PhD in Personalised Medicine in Diabetes Care
Job No:
G91
Location:
Darlinghurst, Sydney
Supervisor: Dr Alex Viardot
Personalized Medicine For Diabetes
The increasing prevalence of obesity and type 2 diabetes (T2D) has reached epidemic proportions, and new ways of prevention and effective treatment are urgently needed. T2D is a chronic disease accounting for 95% of diabetes worldwide, and is characterized by an insufficient compensatory insulin secretion to insulin resistance. In contrast to other diseases, it consists of a number of subgroups differing in phenotype, manifestation and disease mechanisms. Personalised medicine represents a novel approach for defining both disease subtypes and biomarkers that could identify those patients who are most likely to benefit from a specific treatment. It can be used in prevention, detection, individualised treatment and monitoring of diseases. In today’s treatment algorithms, little attention is given to the huge variation in phenotype in these patients, who might have significant differences in insulin resistance, beta-cell function, gut hormone levels, systemic inflammation and central control of metabolism including the autonomic nervous system. No treatment decision is currently made on this basis, but rather on the available evidence as to which treatment the biggest numbers of patients respond. However, phenotypic assessments complemented with genomic data may well enable identification of a subtype with specific treatment options which could avoid ineffective and time wasting treatments, and ultimately lead to a more targeted and rational treatment strategy in T2D.

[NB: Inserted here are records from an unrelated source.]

PR #1691, opened 2015-03-03
Upstart use stop/start instead of restart_workers.

rbarlow:
This commit updates our Upstart init scripts to call stop_workers and
then start_workers, instead of restart_workers(). There seems to be an
issue with Celery multi, restarting, and Pulp. This commit works around
that issue by fully stopping the workers instead of issuing a restart to
them.

https://pulp.plan.io/issues/686

closes #686


beav:
LGTM

PR #1692, opened 2015-03-04
Node distributor removal now deletes published data.

mhrivnak:
re #681

https://pulp.plan.io/issues/681

### DIFF
--- a/nodes/parent/pulp_node/distributors/http/distributor.py
+++ b/nodes/parent/pulp_node/distributors/http/distributor.py
@@ -13,6 +13,7 @@
 
 from gettext import gettext as _
 from logging import getLogger
+import os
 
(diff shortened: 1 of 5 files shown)


mhrivnak:
As a quick explanation, I did a small bit of re-arranging so that the publish dir for a given repo is only calculated in one place, which is now on the distributor's ``_get_publish_dir`` method.

jortel:
LGTM

jortel:
Since 2.6.0 has not been released.  shouldn't this go against 2.6-testing?

mhrivnak:
I don't think it's worth delaying 2.6.0 for this. It can go in 2.6.1, and anyone who wants it sooner can cherry-pick it. I branched from 2.6-testing so it would cherry-pick cleanly.

PR #1694, opened 2015-03-04
fallback to config wrap width when unable to access tty size, closes 335

asmacdo:
Using an ssh client to execute pulp-admin commands caused a traceback if `wrap_to_terminal` in  `/etc/pulp/admin/admin.conf` was set to `true`. There is no way to get the terminal size in this case because the command is being run without a tty device, so we should fall back to the `wrap_width` specified in `admin.conf`


beav:
LGTM once jenkins passes

beav:
ok test

PR #1701, opened 2015-03-05
Synchronous agent attach to prevent race conditions.

jortel:
re:#734

The asynchronous attach (using a thread) was designed to prevent the pulp plugin *initializer* from blocking the loading of other plugins if the registration validation was blocked.  The problem with doing this is that - when there are pending requests, the gofer scheduler will attempt to dispatch to a plugin that has not completely loaded.  This fails.  So, this PR goes back the synchronous way of doing things (except the addition of making the API call.

This matches changes made to the Katello agent.

Gofer 2.6+ provides for more alternatives here but for now, we need to do this.

If gofer survives the chopping block, I will suggest a few things to clean up the pulp agent:

- Refactor the pulpplugin.py into several modules (something like):
  - plugin.py (remote API)
  - auth.py  (message authentication)
  - profile.py (profile reporting action)
  - registration (validate registration)

- Get rid of having the agent pragmatically update the settings.  The pulp-consumer can simply update
write the plugin configuration at registration.

### DIFF
--- a/agent/pulp/agent/gofer/pulpplugin.py
+++ b/agent/pulp/agent/gofer/pulpplugin.py
@@ -6,7 +6,6 @@ Contains recurring actions and remote classes.
 import os
 
 from time import sleep
-from threading import Thread
 from gettext import gettext as _
 from logging import getLogger
 
@@ -47,6 +46,13 @@ plugin = Plugin.find(__name__)
 registered = False
 
 
+class ValidateRegistrationFailed(Exception):
+    """
+    The REST call to the server to validate registration failed.
+    """
+    pass
+
+
 @initializer
 def init_plugin():
     """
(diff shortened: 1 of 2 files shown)


agent/pulp/agent/gofer/pulpplugin.py
```diff
@@ -55,12 +61,21 @@ def init_plugin():
...
-    attach = Attach()
-    attach.start()
+    while True:
+        try:
+            validate_registration()
+            if registered:
+                update_settings()
+            # DONE
+            break
+        except ValidateRegistrationFailed:
```
mhrivnak: This seems like a good opportunity to log something informative.

agent/pulp/agent/gofer/pulpplugin.py
```diff
@@ -115,13 +130,25 @@ def certificate_changed(path):
...
+        try:
+            validate_registration()
+            if registered:
+                update_settings()
+                plugin.attach()
+            else:
+                plugin.detach()
+            # DONE
+            break
+        except ValidateRegistrationFailed:
```
mhrivnak: same here.

agent/pulp/agent/gofer/pulpplugin.py
jortel: The validation failure is logged where it is raised.  Logging something here would be redundant.

PR #1704, opened 2015-03-09
158 - Add python-qpid 0.18-1 to EL5 external_deps.json

barnabycourt:
Also, remove the builder.py since that code now lives in pulp_packaging

closes #158


beav:
Can we schedule a deep dive on the new build style? :swimmer:

The change itself is LGTM.

PR #2008, opened 2015-08-14
Rework the dev-setup.sh script to use Ansible.

rbarlow:
This commit reworks the dev-setup.sh script to use the same code that
Vagrant uses to provision the dev box.

https://pulp.plan.io/issues/1137


dkliban:
I had to install yum-utils to get this to work. Here is what prompted me to install the package: http://fpaste.org/255940/43983287/

dkliban:
After installing yum-utils I was able to finish the setup process. Only thing I didn't like is that this was done without Vagrant but the last line of output said "Done. You can ssh into your development environment with vagrant ssh."

rbarlow:
On 08/17/2015 01:43 PM, Dennis Kliban wrote:
> Only thing I didn't like is that this was done without Vagrant but the
> last line of output said "Done. You can ssh into your development
> environment with vagrant ssh."

Ah yes, good note. I think I might be able to tell which is happening by
seeing if $USER == "vagrant", and then only printing that then so that
might be easy enough to fix.

-- 
Randy Barlow

rbarlow:
I've added yum-utils to dev-setup.sh, and I've partially resolved the vagrant ssh issue. I made a todo to fully resolve the vagrant ssh messaging issue for later, as I would like to merge this today.

PR #2011, opened 2015-08-25
Removes MongoDB as celery result backend 

dkliban:
This patch also removes the FailureHandler which relied on checking the
results backend to determine if a scheduled task needs to have it's
schedule disabled after reaching a failure threshold. The logic is moved
to the on_success and on_failure methods for Task defined in Pulp.


dkliban:
ok test

PR #2012, opened 2015-08-26
add mongoengine orphan-cleanup support

barnabycourt:


server/pulp/server/managers/content/orphan.py
```diff
@@ -231,6 +239,42 @@ def delete_orphans_by_type(content_type_id, content_unit_ids=None):
...
+        This method only applies to new style content units that are loaded via entry points
+
+        NOTE: this method deletes the content unit's bits from disk, if applicable.
+
+        :param type_id: id of the content type
+        :type type_id: basestring
+        """
+        # get the model matching the type
+        content_model = plugin_api.get_unit_model_by_id(type_id)
+        content_units = content_model.objects().only('id', 'storage_path')
```
bmbouter: FYI, you don't need the `()` on `objects()`. This could be written as `content_model.objects.only('id', 'storage_path')`.

bmbouter:
I tested both list oprhans and delete with `-all` and they both worked for me with this fix. LGTM!

PR #2014, opened 2015-08-27
Adds release note about pulp-admin tasks list --all

dkliban:


docs/user-guide/release-notes/2.7.x.rst
```diff
@@ -107,6 +107,9 @@ Client Changes
 * The `pulp-admin` command now supports obtaining detailed information for just
   one repo via the :ref:`details <admin-client-list-repos>` flag.
 
+* `pulp-admin tasks list` command now returns only tasks in 'waiting' or 'running' state. `--all`
```
bmbouter: Suggested rewrite:

```
* `pulp-admin tasks list` command is adjusted to only display tasks in 'waiting' or 'running' state. Previously all tasks were shown regardless of state. The `--all` flag can be passed in to retrieve a list of tasks in all states.
```

PR #2015, opened 2015-08-27
Drops celery_taskmeta collection

dkliban:


server/test/unit/server/db/migrations/test_0020_drop_celery_taskmeta.py
```diff
@@ -0,0 +1,23 @@
+"""
+This module contains tests for pulp.server.db.migrations.0019_repo_collection_id.py
```
bmbouter: s/0019/0020/

bmbouter:
I think this change needs a release note

bmbouter:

In addition to the above, many patients are thought to be misdiagnosed for type of diabetes, which results in suboptimal treatment and worse clinical outcome. This includes many cases of monogenetic forms of diabetes, most commonly Maturity Onset Diabetes of the Young (MODY) who never had genetic testing and are presumed either T1D or T2D. Many of these patients present clinically in-between T1D and T2D, and treatment allocation is most commonly based on clinical judgment and also on their response to the chosen treatment regimen. Monogenetic diabetes may make up 1-5% of patients in a large diabetes clinic. There are clear advantages of diagnosing these monogenetic forms of diabetes: In many patients, insulin may not be required and could be substituted with oral agents. In addition, families should be screened and additional affected patients could be identified and appropriately treated at an early stage. However, genetic testing is still not widely available, is expensive, and routine tests may not detect all the known genetic mutations if they are not specifically looked for.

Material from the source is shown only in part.